# '66,67,,versus '68



## Spartan_Mark (Apr 21, 2009)

I am thinking of joining the club. A good friend of mine has a '65 and has been baiting me with a couple of cars that are for sale. I have narrowed the field to to a '67 and a '68. Personally, I'm leaning toward the '67. Any advice?


----------



## Tri-Power (Jan 10, 2008)

I like the way '66 & '67s look the best, but I already have mine so it's all on you.


----------



## 05GTO (Oct 6, 2004)

Tri-Power said:


> I like the way '66 & '67s look the best, but I already have mine so it's all on you.


:agree

Welcome to the forum,

arty:


----------



## 68greengoat (Sep 15, 2005)

'67 and '68 have completely different body styles. I would think your decision should be relatively easy. Which body style do you like?

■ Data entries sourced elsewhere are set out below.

PR #1352, opened 2019-07-29
add show more block

chris-lawton:
- Adds 'show more' block styles and example markup

### DIFF
--- a/opentech/static_src/src/javascript/apply/toggle-proposal-info.js
+++ b/opentech/static_src/src/javascript/apply/toggle-proposal-info.js
@@ -1,0 +1,24 @@
+(function ($) {
+
+    'use strict';
+
+    function toggleProposalInfo() {
+        $('.js-toggle-propsoal-info').click(function (e) {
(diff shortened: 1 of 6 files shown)


opentech/static_src/src/javascript/apply/toggle-proposal-info.js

I know which one I'd choose!


----------



## Too Many Projects (Nov 15, 2008)

67= long, low, lean and mean
68= short, stout, muscular

What to do....????:willy:


----------



## Jstreet (Mar 9, 2009)

I'd choose the earlier body styles over a '68. But that's only because I think the '68 lacks so much under the '69. I prefer the grille, parking lamps and tail lamps on the '69 over the '68. I'd go for the '67. It's different in every way. Just be prepared to spend for it!


----------



## 68_Goat (Nov 7, 2008)

I owned a 69 and liked the body style, but missed the vent windows. In my opinion the 68 carried over some of the older traits, but went with a brand new body style, endura bumper, hideaway headlights, and lets not forget, it was motor trend "car of the year". How could you not like the 68? (A little biased)?


----------



## 68greengoat (Sep 15, 2005)

Old style steering wheel, ignition in the dash, wrap around turn signals etc, etc, etc...... And they're not as popular as '69's


----------



## Eric Animal (Oct 28, 2007)

66 & 67 are my favorites. I have a 67 now, and think I like it better than the 66 (2) I used to have. Next on my list is the 68...VERY cool for the time it was built...only GTO to have crank open vent windows, still had the older style dash. Ya' gotta go with what you like! OR get one of each:cheers Eric


----------



## geeteeohguy (Feb 2, 2008)

I like the '66-'67 body style, but the '68's have really grown on me. I've driven a few '68's and '69's, and have to tell you, they are better road cars than the '66-'67's: they are tighter, handle better, and are more comfortable (Heck, they're newer cars!!) That said, I like the '68's a lot, with vent windows, real GTO emblems (not decals) no "line" in the grille, and those cool, ju ju bee tail lights. I would love to have a burgundy or Verdoro green '68. They SCREAM sixties muscle.


----------